# winter feeding



## BearNBee (Feb 12, 2008)

55 today first hive check: 1 Russian (first year) 1 Italian (2nd year). I went to completely natural beekeeping this year. I did not feed this fall because there was enough honey left. Todays check on the Russian hive showed honey still in frames although I could not pull out frames do to their diligent propolis use, they even "glued" the inner cover to the outer! I'm sure that was just to mess with me! I tried to dig out a frame but I didn't want them exposed to long. Couple of handfuls of bees found but they look like they ate themselves into a corner. I noticed a few dead bees "butt out" 20 or 3 frames from cluster. Again, I couldn't remove any of the frames for a closer look. I figure I have 3 options: Do nothing, nature better at this then I am, feed with dry sugar over cluster, expose to weather as I dig out frames to move the full ones closest to the cluster. Weather is suppose to be in the 50's for the next couple of days but rainy then back to the 30s. With the weather in this area I don't know when I will get another chance to take a peek.


----------



## Bean (Jun 13, 2004)

I keep RussianXSurvivor Stock in the NW corner of Washington in the Mountians (that's a reference to cold - it was snowing today). I do feed mine from extraction time to the first super. They don't really seem to need it, I'm just obsessive and worry about a prolonged cold period.

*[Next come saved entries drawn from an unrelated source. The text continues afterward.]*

PR #4724, opened 2021-01-29
CI(windows): Fix build number fetching script

Krzmbrzl:
I have no idea why but these changes make this work on my Windows 10 VM.
If this really solves the issue then this is a perfect illustration for
why batch is weird.

### DIFF
--- a/.ci/azure-pipelines/build_windows.bat
+++ b/.ci/azure-pipelines/build_windows.bat
@@ -35,12 +35,17 @@
 
 @echo on
 
+:: The method we use to store a command's output into a variable:
+:: https://stackoverflow.com/a/6362922
+for /f "tokens=* USEBACKQ" %%g in (`python "scripts\mumble-version.py" --project`) do (set "VERSION=%%g")
+
+:: For some really stupid reason we can't have this statement and the one where we set the VERSION variable in the same if body as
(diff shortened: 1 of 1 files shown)


.ci/azure-pipelines/build_windows.bat
```diff
@@ -35,12 +35,17 @@
 
 @echo on
 
+:: The method we use to store a command's output into a variable:
+:: https://stackoverflow.com/a/6362922
+for /f "tokens=* USEBACKQ" %%g in (`python "scripts\mumble-version.py" --project`) do (set "VERSION=%%g")
+
+:: For some really stupid reason we can't have this statement and the one where we set the VERSION variable in the same if body as
+:: in that case the variable substitution of that variable in the expression below fails (is replaced with empty string)
+:: Also we can't anything else inside the if body as this will cause the curl command to always be executed.
```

I wouldn't move the frames if it's going back to the 30's. They put the propolis where they want it, in part to combat the cold. If you choose to feed, I might suggest crystalized honey or bee candy rather than granulated sugar - the granulated sugar seems to mess with one of their glands (according to one study I read, of course I can't remember which gland) - bee candy recipies are all over the web. 

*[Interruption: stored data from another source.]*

PR #4733, opened 2021-02-05
FIX(client): Only allow "http" and "https" schemes in ConnectDialog for web page

davidebeatrici:
Our public server list registration script doesn't have an URL scheme whitelist for the website field.

Turns out a malicious server can register itself with a dangerous URL in an attempt to attack a user's machine.

User interaction is required, as the URL has to be opened by right-clicking on the server entry and clicking on `Open Webpage`.

This PR introduces a client-side whitelist, which only allows `http` and `https` schemes. We will also implement it in our public list.

In future we should probably add a warning `QMessageBox` informing the user that there's no guarantee the URL is safe (regardless of the scheme).

Thanks a lot to https://positive.security for reporting us the RCE vulnerability privately.

### DIFF
--- a/src/mumble/ConnectDialog.cpp
+++ b/src/mumble/ConnectDialog.cpp
@@ -1245,11 +1245,25 @@ void ConnectDialog::on_qaFavoritePaste_triggered() {
 }
 
 void ConnectDialog::on_qaUrl_triggered() {
-	ServerItem *si = static_cast< ServerItem * >(qtwServers->currentItem());
-	if (!si || si->qsUrl.isEmpty())
+	auto *si = static_cast< const ServerItem * >(qtwServers->currentItem());
+	if (!si || si->qsUrl.isEmpty()) {
 		return;
+	}
 
-	QDesktopServices::openUrl(QUrl(si->qsUrl));
+	const QStringList allowedSchemes = { QLatin1String("http"), QLatin1String("https") };
+
+	const auto url = QUrl(si->qsUrl);
+	if (allowedSchemes.contains(url.scheme())) {
+		QDesktopServices::openUrl(url);
+	} else {
+		// Inform user that the requested URL has been blocked
+		QMessageBox msgBox;
+		msgBox.setText(QObject::tr("<b>Blocked URL scheme \"%1\"</b>").arg(url.scheme()));
+		msgBox.setInformativeText(QObject::tr("The URL uses a scheme that has been blocked for security reasons."));
+		msgBox.setDetailedText(QObject::tr("Blocked URL: \"%1\"").arg(url.toString()));
+		msgBox.setIcon(QMessageBox::Warning);
+		msgBox.exec();
+	}
 }
 
 void ConnectDialog::on_qtwServers_customContextMenuRequested(const QPoint &mpos) {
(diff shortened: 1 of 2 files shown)


src/mumble/ConnectDialog.cpp
```diff
@@ -1245,11 +1245,17 @@ void ConnectDialog::on_qaFavoritePaste_triggered() {
...
 		return;
+	}
 
-	QDesktopServices::openUrl(QUrl(si->qsUrl));
+	const QStringList allowedSchemes = { QLatin1String("http"), QLatin1String("https") };
+
+	const auto url = QUrl(si->qsUrl);
+	if (allowedSchemes.contains(url.scheme())) {
+		QDesktopServices::openUrl(url);
+	}
```
Krzmbrzl, line 1258:
```suggestion
	if (allowedSchemes.contains(url.scheme())) {
		QDesktopServices::openUrl(url);
	} else {
		// Inform user that the requested URL has been blocked
		QMessageBox msgBox;
		msgBox.setText(QObject::tr("Blocked URL scheme \"%1\"").arg(url.scheme()));
		msgBox.setInformativeText(QObject::tr("The URL uses a scheme that has been blocked for security reasons. The requested URL is \"%1\"").arg(url.toString()));
		msgBox.exec();
	}
```

I think we should inform the user about what is going on as otherwise it might cause the impression of Mumble simply not working correctly.

Krzmbrzl (changes requested):

Krzmbrzl (approved):

src/mumble/ConnectDialog.cpp
```diff
@@ -1245,11 +1245,25 @@ void ConnectDialog::on_qaFavoritePaste_triggered() {
...
-	if (!si || si->qsUrl.isEmpty())
+	auto *si = static_cast< const ServerItem * >(qtwServers->currentItem());
+	if (!si || si->qsUrl.isEmpty()) {
 		return;
+	}
 
-	QDesktopServices::openUrl(QUrl(si->qsUrl));
+	const QStringList allowedSchemes = { QLatin1String("http"), QLatin1String("https") };
+
+	const auto url = QUrl("smb://posisec.com/Anonymous/cmd.desktop");
```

You don't say, but you did make sure they had enough bee bread in the fall, yes? I also feed pollen substitute in the fall and spring (up to the first super). Some people just feed pollen. Some don't do anything.

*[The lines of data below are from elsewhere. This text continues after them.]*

PR #4741, opened 2021-02-07
FIX(installer): Change version regex so that it accepts multiple digits

davidebeatrici:
Now that we reached build number 10 the current expression is not valid anymore.

As a result, the version is not set and the build fails.

This PR rewrites the regex so that it accepts multiple digits and is also shorter.

### DIFF
--- a/installer/ClientInstaller.cs
+++ b/installer/ClientInstaller.cs
@@ -172,7 +172,7 @@ class BuildInstaller
 		bool isAllLangs = false;
 
 		for (int i = 0; i < args.Length; i++) {
-			if (args[i] == "--version" && Regex.IsMatch(args[i + 1], @"^[0-9]\.[0-9]\.[0-9]\.[0-9]$")) {
+			if (args[i] == "--version" && Regex.IsMatch(args[i + 1], @"^([0-9]+\.){3}[0-9]+$")) {
 				version = args[i + 1];
 			}
 
--- a/installer/ServerInstaller.cs
+++ b/installer/ServerInstaller.cs
@@ -88,7 +88,7 @@ class BuildInstaller
 		bool isAllLangs = false;
 
 		for (int i = 0; i < args.Length; i++) {
-			if (args[i] == "--version" && Regex.IsMatch(args[i + 1], @"^[0-9]\.[0-9]\.[0-9]\.[0-9]$")) {
+			if (args[i] == "--version" && Regex.IsMatch(args[i + 1], @"^([0-9]+\.){3}[0-9]+$")) {
 				version = args[i + 1];
 			}
 


installer/ClientInstaller.cs
```diff
@@ -172,7 +172,7 @@ class BuildInstaller
 		bool isAllLangs = false;
 
 		for (int i = 0; i < args.Length; i++) {
-			if (args[i] == "--version" && Regex.IsMatch(args[i + 1], @"^[0-9]\.[0-9]\.[0-9]\.[0-9]$")) {
+			if (args[i] == "--version" && Regex.IsMatch(args[i + 1], @"^([0-9]+\.){3}[0-9]+$")) {
```
Krzmbrzl, line 175: Did you verify that this syntax is actually supported by WixSharp/C#?

I still think that it'd be better to be explicit here and simply list each version part individually.

installer/ServerInstaller.cs
```diff
@@ -88,7 +88,7 @@ class BuildInstaller
 		bool isAllLangs = false;
 
 		for (int i = 0; i < args.Length; i++) {
-			if (args[i] == "--version" && Regex.IsMatch(args[i + 1], @"^[0-9]\.[0-9]\.[0-9]\.[0-9]$")) {
+			if (args[i] == "--version" && Regex.IsMatch(args[i + 1], @"^([0-9]+\.){3}[0-9]+$")) {
```
Krzmbrzl, line 91: The RegEx is duplicated here. We should instead outsource this check into a function so that we only have to maintain a single version of this RegEx

Krzmbrzl (changes requested):

installer/ClientInstaller.cs
davidebeatrici: @Kissaki What do you think?

Krzmbrzl: Well _did_ you verify that this would work in the first place? :eyes:

davidebeatrici: I only tested the regex expression, however CI succeeded.

Krzmbrzl: Does the PR CI even build an installer? :eyes:

Kissaki: What do I think about what?

What version of C# and .NET does WixSharp use?

davidebeatrici: > Does the PR CI even build an installer? :eyes:

Yes.

> What do I think about what?
>
> What version of C# and .NET does WixSharp use?

About explicitly specifying every part of the version in the regex.

Kissaki: I’m fine with either as I can see positives on both.

Having the parts laid out is longer, but also more explicit. So I tend towards that option. As Krzmbrzl argued for it too I would go for it.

If you do not feed, then split the survivors you have really strong bees. If none survive that's doesn't help at all. So it's rather a "where do you want to go with your bees?" and "how much risk will you take" moment. 




BearNBee said:


> 55 today first hive check: 1 Russian (first year) 1 Italian (2nd year). I went to completely natural beekeeping this year. I did not feed this fall because there was enough honey left. Todays check on the Russian hive showed honey still in frames although I could not pull out frames do to their diligent propolis use, they even "glued" the inner cover to the outer! I'm sure that was just to mess with me! I tried to dig out a frame but I didn't want them exposed to long. Couple of handfuls of bees found but they look like they ate themselves into a corner. I noticed a few dead bees "butt out" 20 or 3 frames from cluster. Again, I couldn't remove any of the frames for a closer look. I figure I have 3 options: Do nothing, nature better at this then I am, feed with dry sugar over cluster, expose to weather as I dig out frames to move the full ones closest to the cluster. Weather is suppose to be in the 50's for the next couple of days but rainy then back to the 30s. With the weather in this area I don't know when I will get another chance to take a peek.


----------



## BearNBee (Feb 12, 2008)

My Russians have the hive so "glued" up that I don't think I could move any frames right now, without leaving the hive open to long. I knew this was a trait of theirs I just underestimated the difficulty of breaking it loose! 
They seem to have enough honey but like I said they have eaten themselves into a corner, when I checked at the begining of the month. We have had a few days of above 55 and today it will be 70. Tomorrow back to 30-40s (zone 5). I am practicing all natural beekeeping and would like to avoid artificial feeding but I don't want to lose the hive if I have underestimated their winter store. I am a relatively new beekeeper and this is a first year hive. I don't what to keep opening up the hive either. Also, I worry about feeding one hive, of a small pop. hive, with a big Italian colony beside it. Previous winters I would just feed all the hives whether they needed it or not! 
My goal is to have surivor stock so I am leaning towards doing nothing. I have already let a colony expire that needed constant care, but that is a hard decision to make.


----------



## Kieck (Dec 2, 2005)

If it's 55F or warmer, the cluster won't be stuck in a corner. At 55F, bees tend to be out and flying, not in a cluster. When the cluster reforms, it should be where they need it. And you can't guarantee that the cluster would form or move on the feed, either.

If your goal is "natural," I think you should avoid feeding. It is a hard decision to let colonies expire (or deliberately "expire" them), but it gets easier as you gain experience and/or have more colonies.


----------



## Bean (Jun 13, 2004)

I think Kieck's right - if you want to go with all natural, just take a deep breath and chant "If they die I didn't want them anyway". The Russians may surprise you. They build up very slowly. I have had hives that showed every sign of being empty in February, but by March they were quite strong, just living in an odd place in the hive - probably the warmest spot.


----------